The second coding project, from the Federal University of Rio Grande do Sul, is led by doctor and professor Cléo Vilson Altenhofen and has a more unionist approach to the German language, characterized by the preservation of the writing of the German Hunsrückisch dialect with few variations. This project recommends the spelling Hunsrückisch to refer to the dialect in its native form, with Hunsrickisch being an alternative as a way to emphasize the pronunciation of the word. At the same time, the project states that it refers to the same language denoted by Hunsrik in other projects and also accepts it as a spelling. The term Hunsrückisch is also used officially in statements by some federal entities. To differentiate the dialect used in Brazil from that used in Germany, Altenhofen called the Brazilian dialect Riograndenser Hunsrückisch (with reference to the state of Rio Grande do Sul).

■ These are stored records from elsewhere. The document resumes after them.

Issue #410, opened 2018-06-08
hana::experimental::type_name - MSVC support?


d223chen:
With the recent fork provided by Microsoft for Boost Hana / MSVC compiler compatibility, Hana now builds with the MSVC compiler. However, the experimental method hana::experimental::type_name has a hardcoded switch in its helper "type_name_impl2()" that only supports Clang:

        // Note: We substract the null terminator from the string sizes below.
        template <typename T>
        constexpr cstring type_name_impl2() {

        #if defined(__clang__)
            constexpr char const* pretty_function = __PRETTY_FUNCTION__;
            constexpr std::size_t total_size = sizeof(__PRETTY_FUNCTION__) - 1;
            constexpr std::size_t prefix_size = sizeof("boost::hana::experimental::detail::cstring boost::hana::experimental::detail::type_name_impl2() [T = ") - 1;
            constexpr std::size_t suffix_size = sizeof("]") - 1;
	#else
            #error "No support for this compiler."
        #endif

There exist pseudo-equivalent MSVC predefined-macros ([see this doc](https://docs.microsoft.com/en-us/cpp/preprocessor/predefined-macros)) to __PRETTY_FUNCTION__ in : __FUNCSIG__, __FUNCDNAME__, __func__, __FUNCTION__. Also see [this](https://stackoverflow.com/questions/4434282/visual-c-equivalent-of-file-line-and-pretty-function/4434362#comment88540256_4434362) and [this](https://stackoverflow.com/questions/4384765/whats-the-difference-between-pretty-function-function-func). It is also worth looking at [BOOST_CURRENT_FUNCTION](https://www.boost.org/doc/libs/1_42_0/libs/utility/current_function.html). These could possibly make type_name compatible with MSVC by replacing the __PRETTY_FUNCTION__ macro.

I tried adding this switch in the type_name.hpp header file, which allows MSVC to hit the switch and use type_name:

		#elif defined(_MSC_VER)
			constexpr char const* pretty_function = __FUNCSIG__;
			constexpr std::size_t total_size = sizeof(__FUNCSIG__) - 1;
			constexpr std::size_t prefix_size = sizeof("boost::hana::experimental::detail::cstring boost::hana::experimental::detail::type_name_impl2() [T = ") - 1;
			constexpr std::size_t suffix_size = sizeof("]") - 1;

type_name then yields typename strings like this:
int -> "e_impl2<int>(void"
"myStruct" user-defined struct -> "e_impl2<struct myStruct>(void"
[...]

Issue #265, opened 2016-03-28
Consider adding a way to get type names as compile-time strings


ldionne:
As done in [ctti](https://github.com/Manu343726/ctti).

Manu343726:
Let me note the two main issues with CTTI type IDs above:

 - **Fixed size name storage**: Since we wanted to have an **unique** `constexpr` class to store both the name and its hash, the only way to store names homogeneously was writing a fixed-length `constexpr` string class. This has the caveat that storing `ctti::type_id_t`s variables may add a lot of overhead (We have a macro to control the length of the string OTOH). Since I was using ctti mainly to store type IDs and not playing with the type name (As type tag for a variant, IDs for a reflection engine, etc), I wrote a `ctti::unnamed::type_id_t` counterpart that holds the hash only. That's enough to use IDs as keys in hash tables and the like, unless you want the name of the type as part of debugging of course.   
I'm sure this is not a problem in Hana since it's metaprogramming related, so working with heterogeneous types is the whole point of the lib. If I were you, I would ignore all the `constexpr` string stuff and store the strings as typelists (Less compiler support headaches to care about).

 - **ICEs**: As the README of the library says, we support GCC, Clang, and Visual Studio (Linux, MinGW, Cygwin, etc). This looks great for a readme, but from type to time GCC raises ICEs on some use cases. I haven't confirmed this (A good test suite is something the library is missing... (), but I can tell you some patterns that *could* result in an ICE.
First one: **Storing an ID in a class as a static constant**:

   ``` cpp
class MyClass
{
    static constexpr ctti::type_id_t id = ctti::type_id<MyClass>();
};
   ```
 Hopefully the workaround here is simple: Don't store the ID, use a function.

 Today I have found a second one when working on https://github.com/GueimUCM/siplasplas/pull/19: **Using IDs as template parameters** (See the PR comments). Again, this is `constexpr`related, so if you follow with typelists this may not affect you.

Hope it helps.

apolukhin:
Probably it could be more useful to just use the implementation from Boost.TypeIndex https://github.com/apolukhin/type_index/tree/constexpr14. constexpr14 branch will be merged to develop right after the 1.61 release.

Then all you need to do is to include this header boost/type_index/ctti_type_index.hpp

Manu343726:
@ldionne If boost will support a similar feature, I agree with Antony, just pick it from Boost.TypeIndex instead of reinventing the wheel.

[...]

PR #432, opened 2018-12-20
type_name : add support for MSVC (compile time) and GCC (run time)

pthom:
This is my first PR ever to Boost.Hana, so I hope I did not make too many
obvious mistakes. Please bare with me if I did.

This PR extends the support of the experimental type_name feature to MSVC
(compile time) and to GCC (run time only).

All tests pass, see : https://travis-ci.org/pthom/hana/builds/470639623
(The only failing test is due to a missing doxygen download.)

One of the design choice of this PR was to make the inner work related to
`__PRETTY_FUNCTION__` independent from Boost. 
There is an accompanying repo where it can be tested independently, 
in the hope that compiler implementers may take a look at it 
(see https://github.com/pthom/pretty_function_sandbox and 
https://travis-ci.org/pthom/pretty_function_sandbox/builds/470722255)

Thanks.

List of modified files:

```
include/boost/hana/experimental/
├── detail
│   ├── type_name_compiler_capabilities.hpp
│   ├── type_name_pretty_function.hpp
│   └── type_name_stringliteral.hpp
├── type_name.hpp

test/
├── CMakeLists.txt
    test/experimental/
    ├── type_name.cpp
    └── type_name_stringliteral_test.cpp
```

* include/boost/hana/experimental/detail

    The design choices for the files in this folder is that they should
    run without any dependency (not even a dependency on Boost.Hana).
    The main API for them is inside type_name_pretty_function.hpp.

    These files do not use the `BOOST_HANA_NAMESPACE_BEGIN` macro, in
    order not to depend on Boost.Hana. 

    `test/experimental/type_name_stringliteral_test.cpp` is a
    standalone test for these files.

    The intent is to be able to provide them as testing tools for
    compiler implementers, notably GCC which does not support
    constexpr string literals.

    This can be revised if needed of course. 

    The namespace in these files was renamed to `type_name_details::`

    * type_name_pretty_function.hpp

        * Provides
        experimental::type_name_details::type_name_impl_stringliteral()

        * Does this by defining a different prefix/suffix per compiler
        (_HANA_TN_PRETTY_FUNCTION_TYPE_PREFIX,
         _HANA_TN_PRETTY_FUNCTION_TYPE_SUFFIX)
        * Also provides a compiler agnostic _HANA_TN__PRETTY_FUNCTION__

    * type_name_compiler_capabilities.hpp :
        Defines _HANA_TN_CAN_CONSTEXPR for MSVC and Clang
        Implements _HANA_SIZEOF_OR_STRLEN as sizeof or strlen

    * type_name_stringliteral.hpp :
        Renames `cstring` to `stringliteral`
        and adds some limited capabilities
        (_HANA_TN_MAKE_STRINGLITERAL, stringliteral_equal,
        stringliteral_equal_sz, stringliteral_to_string)

* include/boost/hana/experimental/type_name.hpp
    includes hana/experimental/detail/type_name_pretty_function.hpp
    and uses `type_name_impl_stringliteral`
    from type_name_pretty_function.hpp

* test/experimental/type_name.cpp
    contains the same tests as before, but it will be run under MSVC, Clang,
    and GCC (runtime only).
   There are two adaptations for MSVC, without a regex because it makes
   it easier to understand the kind of output MSVC produces.

* test/type_name_stringliteral_test.cpp
    contains the same tests, except that
    they are independent from Boost.Hana

    It also adds another test concerning the fact that
    __PRETTY_FUNCTION__ is west const on GCC/Clang/MSVC.
    However I think this test is probably too much.

* Those tests were re-enabled under GCC and MSVC

### DIFF
--- a/include/boost/hana/experimental/detail/type_name_compiler_capabilities.hpp
+++ b/include/boost/hana/experimental/detail/type_name_compiler_capabilities.hpp
@@ -1,0 +1,29 @@
+/*
+@file
+Defines _HANA_TN_CAN_CONSTEXPR and related macros
+(_HANA_TN_CONSTEXPR_IF_POSSIBLE, _HANA_SIZEOF_OR_STRLEN)
+
+@copyright Louis Dionne 2013-2017
+Distributed under the Boost Software License, Version 1.0.
+(See accompanying file LICENSE.md or copy at http://boost.org/LICENSE_1_0.txt)
+ */
+
+#ifndef BOOST_HANA_EXPERIMENTAL_DETAIL_TYPE_NAME_COMPILER_CAPABILITIES_HPP
+#define BOOST_HANA_EXPERIMENTAL_DETAIL_TYPE_NAME_COMPILER_CAPABILITIES_HPP
+
+// only clang and MSVC support constexpr __PRETTY_FUNCTION__, gcc does not
+#if defined(__clang__) || defined(_MSC_VER)
+    #define _HANA_TN_CAN_CONSTEXPR
+#endif
+
+// in constexpr mode, strlen is equivalent to sizeof() - 1
+#ifdef _HANA_TN_CAN_CONSTEXPR
+    #define _HANA_TN_CONSTEXPR_IF_POSSIBLE constexpr
+    #define _HANA_SIZEOF_OR_STRLEN(var) sizeof(var) - 1
+#else
+    #include <cstring> // this include is not needed in constexpr mode, save compilation time
+    #define _HANA_TN_CONSTEXPR_IF_POSSIBLE
+    #define _HANA_SIZEOF_OR_STRLEN(var) strlen(var)
+#endif
+
+#endif // !BOOST_HANA_EXPERIMENTAL_DETAIL_TYPE_NAME_COMPILER_CAPABILITIES_HPP
--- a/include/boost/hana/experimental/detail/type_name_pretty_function.hpp
+++ b/include/boost/hana/experimental/detail/type_name_pretty_function.hpp
@@ -1,0 +1,59 @@
+/*
+@file
+Defines hana::experimental::type_name_details::type_name_impl_stringliteral().
+Also defines _HANA_TN__PRETTY_FUNCTION__ and related defines.
+
+@copyright Louis Dionne 2013-2017
+Distributed under the Boost Software License, Version 1.0.
+(See accompanying file LICENSE.md or copy at http://boost.org/LICENSE_1_0.txt)
+ */
+
+#ifndef BOOST_HANA_EXPERIMENTAL_DETAIL_TYPE_NAME_PRETTY_FUNCTION_HPP
+#define BOOST_HANA_EXPERIMENTAL_DETAIL_TYPE_NAME_PRETTY_FUNCTION_HPP
+
+#include <boost/hana/experimental/detail/type_name_stringliteral.hpp>
+#include <boost/hana/experimental/detail/type_name_compiler_capabilities.hpp>
+#include <cstddef>
+
+#ifdef _MSC_VER
+#define _HANA_TN__PRETTY_FUNCTION__ __FUNCSIG__
+#else
+#define _HANA_TN__PRETTY_FUNCTION__ __PRETTY_FUNCTION__
+#endif
+
+
+#if defined(__clang__)
+    #define _HANA_TN_PRETTY_FUNCTION_TYPE_PREFIX "boost::hana::experimental::type_name_details::stringliteral boost::hana::experimental::type_name_details::type_name_impl_stringliteral() [T = "
+    #define _HANA_TN_PRETTY_FUNCTION_TYPE_SUFFIX "]"
+#elif defined(_MSC_VER)
+    #define _HANA_TN_PRETTY_FUNCTION_TYPE_PREFIX  "struct boost::hana::experimental::type_name_details::stringliteral __cdecl boost::hana::experimental::type_name_details::type_name_impl_stringliteral<"
+    #define _HANA_TN_PRETTY_FUNCTION_TYPE_SUFFIX ">(void)"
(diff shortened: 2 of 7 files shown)


pthom:
This might close https://github.com/boostorg/hana/issues/410

ricejasonf:
I recall having a regex in `hana/experimental/printable.hpp` that stripped the superfluous `struct` keyword. It's definitely not constexpr though. I was unaware of `__cdecl`.

It would be cool to normalize the output eventually, but maybe that is a bridge too far for this library.

It's just a nitpick, but `inline constexpr` is redundant as constexpr functions are implicitly inline, and inline variables are not available until C++17 (where constexpr doesn't imply inline :confused:)

pthom:
Hi, 

Thanks for your answer!

> It would be cool to normalize the output eventually, but maybe that is a bridge too far for this library.

Well, I am working on this! I'm doing it in a separate project. It would not be reasonable to do it in a constexpr mode (although I tried for a while). I will let you know one I have something ready, if you are interested. 

> It's just a nitpick, but inline constexpr is redundant as constexpr functions are implicitly inline, 

So, should I replace `inline constexpr` by only `contexpr`. Is there a risk that it becomes not C++17 compliant in the near future?

> and inline variables are not available until C++17 (where constexpr doesn't imply inline 😕)

I recall that I just had an issue with Visual Studio 2017 where generic lambdas need to be declared `inline` in a header file (otherwise you get a duplicate symbol at link time). Presently, only MSVC enforces this, but I guess this might become the norm. Am I right?

ricejasonf:
>I recall that I just had an issue with Visual Studio 2017 where generic lambdas need to be declared inline in a header file (otherwise you get a duplicate symbol at link time). Presently, only MSVC enforces this, but I guess this might become the norm. Am I right?

I was referring to the **function declarations** where `constexpr` implies inline. This is not the case for variables where C++17 introduces the `inline` specifier for **variables declarations**.

You may notice that this library has many not inline `constexpr` variables, but apparently it is okay as it just means that their address would be different (ie not an ODR issue).

Sorry, I don't mean to hijack your PR with that stuff. :sweat_smile:

pthom:
Well it seems that there is an issue with the CI and travis : my last commit ("ping travis" : https://github.com/boostorg/hana/pull/432/commits/37ab0dd4a45f2fdec9657a9acae0efff80e68e40) succeeds on my fork (see https://travis-ci.org/pthom/hana/builds/471039901), but was not launched on travis.

xqms:
Hey, I *think* I found a solution that works compile-time both on clang and gcc:
https://gist.github.com/xqms/6fd2a9bd776075df2b285be3321235cd

Interacting with `__PRETTY_FUNCTION__` in gcc (tested on 7.3.0) feels *very* buggy, though.

I will also add that I didn't test this code extensively yet.

ricejasonf:
Is this like https://github.com/Manu343726/ctti?

xqms:
Yes, similar technique, but seems to work also in static constexpr situations where ctti has problems (see #265 for discussion). Also, it returns a `hana::string` with characters in the type system, instead of a string_view-based object.

I may have time to clean this up into a proper PR for discussion later this week - but if someone else is interested in doing that, go ahead ;-)

pthom:
@xqms :  thanks for your input!

I do not have much time this sunday on this subject. 
I may have some time at the beginning of the week.

Some questions and suggestions:


#### Static constexpr situations
You wrote:
> but seems to work also in static constexpr situations where ctti has problems (see #265 for discussion)
and

Do you mean that you showed succesfully that ctti fails with gcc with in some situation and your code passes? If, some unit test showing this would be interesting!

#### gcc and `__PRETTY_FUNCTION__`feels buggy:
You wrote:
> Interacting with __PRETTY_FUNCTION__ in gcc (tested on 7.3.0) feels very buggy, though
Also would you be able to write some unit tests that fail under gcc and pass with other compilers? 
If so, they would be very useful.

#### Minimal repository for tests with various compilers

I have setup a minimal repository (with CI on travis and appveyor) for the tests
here: https://github.com/pthom/pretty_function_sandbox

There, I have setup CI tests with Clang linux, clang osx, gcc, and MSVC.

And you can see the build logs here (they curently fail with GCC, and pass with MSVC and Clang)
https://travis-ci.org/pthom/pretty_function_sandbox/builds/470722255?utm_source=github_status&utm_medium=notification

Suggestion: during development, your idea could be tested in this repo instead of the full 
boost hana repo (so that we get a faster CI feedback). Would you be open to this suggestion?


#### gcc  fix for __PRETTY_FUNCTION__ 
In the bug link you provided (https://gcc.gnu.org/bugzilla/show_bug.cgi?id=66639), it is written that a fix was posted in gcc on Nov, 19 2018, so that may be the latest gcc release 
(7.4, December 6, 2018) finally provides a constexpr `__PRETTY_FUNCTION__`. 
This is also an interesting thing to test.

xqms:
@pthom Thanks for the feedback! I'll try to provide test cases later on.

I think your idea of a separate sandbox is a good one - I'll open a PR there with my implementation.

> In the bug link you provided (https://gcc.gnu.org/bugzilla/show_bug.cgi?id=66639), it is written that a fix was posted in gcc on Nov, 19 2018, so that may be the latest gcc release
(7.4, December 6, 2018) finally provides a constexpr __PRETTY_FUNCTION__.

I don't think so, because the fix was committed to trunk. See here for gcc branches & releases: https://gcc.gnu.org/develop.html#timeline
To me, that means it'll end up in gcc 8. In my application, I'm stuck with 7.3 anyway, so I have high interest in a solution that works with that compiler.

pthom:
@ricejasonf : since you were mentioning your interest in normalising the output, would you mind giving me your opinion about the [CleanType](http://code-ballads.net/cleantype/) library on which I am working? 
I did not yet communicate actively about it, since I was waiting to have a presentable version. I am presently trying to gather informed  inputs about it. If you are interested in giving me your input, please answer me by email or by comment in the article (in order to try not to pollute this PR).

This nomenclature, however, is criticized by other scholars, since there are also considerable numbers of native speakers in other Brazilian states, as well as in other countries.

Currently, UNESCO officially uses the Hunsrik spelling to refer to the language in its native form, made official with that name after studies by Ethnologue, an official advisory institution of the international body and whose publications are led by SIL International. The Hunsrik spelling is also used by Glottolog in its bibliographic database of the least known languages in the world, catalog of the Max Planck Institute for Evolutionary Anthropology. Other international bodies that use this native spelling in the recognition of Hunsrik as a language are the Open Language Archives Community (OLAC) from the University of Pennsylvania in Philadelphia and the International Organization for Standardization; the latter assigns the hrx code as ISO 639-3 for the Hunsrik language. In some municipalities in the metropolitan region of Porto Alegre, the language is also called Deitsch (Altenhofen) or Taytx (Wiesemann), in clear reference to its roots in standard German.

== Notable speakers ==
Recent Roman Catholic papal candidate Odilo Scherer of Cerro Largo (located in the northwest of Rio Grande do Sul) grew up with Hunsrik as many from his native region did, using it side-by-side with Portuguese, the national language.

Roman Catholic Cardinal Cláudio Hummes of Montenegro, Rio Grande do Sul (in the Altkolonie region of the state), grew up speaking Portuguese alongside Hunsrik.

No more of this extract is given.